31 Mar 2016

Commitment-aphobe,

I'm not scared of commitment. Commitment is something that I think is paramount in life, but I'm better at it in some areas as opposed to others. Editing is probably my worst area with it because I have negative feelings towards the process (I get bored), and I have quite negative feelings towards what comes later (sharing your work with the world is terrifying). 

There are other problems, too. I use the cover art designer on the publishing website, but because the last thing I want is any form of copyright problems, I tend to stick with their stock images as opposed to doing anything different. That creates an issue when I know roughly what I want the book to look like, and there's no way for me to get it there. That's still a little while down the line, though.

The trip to Edinburgh was supposed to give me time to edit. The reality was not quite so pleasant, and I'm finding that getting back into doing it is hard. When I chose my desk and my swivel chair etc., I was thinking about the long hours of editing but hadn't figured out just how much my butt would hurt on this chair. I also need to find a way to raise my screen because it is hurting my neck and my back. Whinging aside, being in pain is obviously not conducive to getting the edit done. 

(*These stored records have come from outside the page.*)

PR #334, opened 2016-03-09
Proxy actors for all WorkerItems

DanSimon:
This is a pretty significant improvement that takes some of the concepts originally in Tasks and generalizes them for all WorkerItems, including both server and client connection handlers.

Since the beginning of time, WorkerItems could receive actor-like messages from the outside world by sending a `Message(id, message)` to the worker.  This wasn't used much since there was no easy way to know from the outside the id and worker of a particular connection.  The coalescence of these values into the new `Context` introduced in 0.7.0 paved the way for having a cleaner reference to WorkerItems, but these contexts were still not easily exposable to the outside world, mainly because there were only created by the Worker.

Tasks, on the other hand, circumvented this by starting a proxy actor.  The actor would be returned to the user creating the task, and any messages sent to that actor would get properly routed to the running task.

So this PR does a few things:

1.  Every WorkerItem gets a proxy actor through its `Context`.  This actor is lazily constructed, so we don't incur any overhead of spinning up actors that never get used.
2.  A new `ProxyActor` trait pulls in the lazy value as the implicit `self` and provides semantics for `receive`and `sender()`, similar to Akka actors.
3.  `IOSystem` can now generate contexts.  It does this by round-robining across workers.  The current implementation is a little hacky, since it has to get the set of workers from the `WorkerManager`, but I suspect we'll be able to clean this up in the future.
4.  A new `BindWithContext` `IOCommand` is used to provide the link of creating a new WorkerItem from outside the IOSystem and getting a reference to the proxy actor.  Basically the IOSystem itself generates the context, sends that along with the `Context => WorkerItem` function, and returns the context's proxy actor.
5.  As a side effect, I did come considerable refactoring of `WorkerItemManager`, eliminating some of the complexity by having the `IOSystem`provided as a constructor parameter instead of through an initialization actor message.

Both the chat and websocket examples use these now.

There is one main outstanding issue which will have to be addressed in another PR, which is that if the proxy actor is killed, it should trigger a shutdown and unbinding of the WorkerItem.  We can't do this easily now because we need different shutdown logic for Connection handlers vs generic WorkerItems, and I didn't see a quick way to do this.


colossus/src/main/scala/colossus/core/IOSystem.scala
```diff
@@ -77,6 +115,14 @@ case class IOSystem private[colossus](workerManager: ActorRef, config: IOSystemC
    */
   val namespace = MetricAddress.Root / config.name
 
+  //ENSURE THIS IS THE LAST THING INITIALIZED!!!
+  private[colossus] val workerManager : ActorRef = managerFactory(workers, this)
+
+  // >[*]< SUPER HACK ALERT >[*]<
+  while (config.numWorkers > 0 && workers().size == 0) {
```
nsauro: Hrm...yea....the only other way I could see of doing this, is to have this class be construcable only via Future.  You would need some intermediate object which was checking the state of the Workers, and then filling a Promise when they are finished.  I don't think it's a ton of work either, but just an idea in any case.

colossus/src/main/scala/colossus/core/WorkerItem.scala
```diff
@@ -105,3 +113,47 @@ abstract class WorkerItem(val context: Context) {
...
+object ProxyActor {
+
+  type Receive = PartialFunction[Any, Unit]
+
+}
+
+class WorkerItemProxy(id: Long, worker: WorkerRef) extends Actor {
+  
+  def receive = {
+    case Worker.MessageDeliveryFailed(_,_) => {} //do anything here?
```
nsauro: log debug at the very least :)

colossus/src/main/scala/colossus/core/WorkerItem.scala
```diff
@@ -105,3 +113,47 @@ abstract class WorkerItem(val context: Context) {
...
+  def becomeReceive(receive: Receive) {
+    currentReceiver = receive
+  }
+  
+  private var lastSender = ActorRef.noSender
+  def sender() : ActorRef = lastSender
+
+  def receivedMessage(message: Any, sender: ActorRef) {
+    lastSender = sender
+    currentReceiver.applyOrElse(message, (_: Any) => ())
```
nsauro: One idea, and maybe not for this PR,(and also if I'm reading this right), is to have something akin to deadLetters here.

DanSimon: Yeah I was thinking that as well, I think we can actually just use Akka's deadletters.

Now, heading back to the subject of commitment. Camp NaNo is about making your commitments to what you will do with this month. April, like November, is 30 days of literary abandon, but instead of a strict target of 50k+ you can choose your word limit, and also whether you work on something old, something new, something fan-fic or something rude. 

I'm not going to commit to writing a blog every day because I would fail and that would make me feel like rubbish, which isn't helpful. I'm also not going to commit to getting the novel edited before the end of April because the same would happen. Failure does not sit well with me, so I'm not going to set myself up to fail. I know it's counterproductive to do that to myself, so all I'm committing myself to - to the distaste of Yoda - is to try. In trying, I will see where I get. It's obvious what my hopes are for this month, so let's get on in there and see what happens. 

To those joining me at Camp, I'm bringing the marshmallows. To the first timers, Welcome, Willkommen, Bienvenue, and Bienvenido. (Sorry, they are the only languages I can do!) And for those of you still considering, or who were not considered joining us on this literary treasure trail, vocabulary scavenger hunt and associated camp fire story telling adventure: come to the writing side, we have the s'mores. Now away to your cabins to hide from the bear of procrastination!!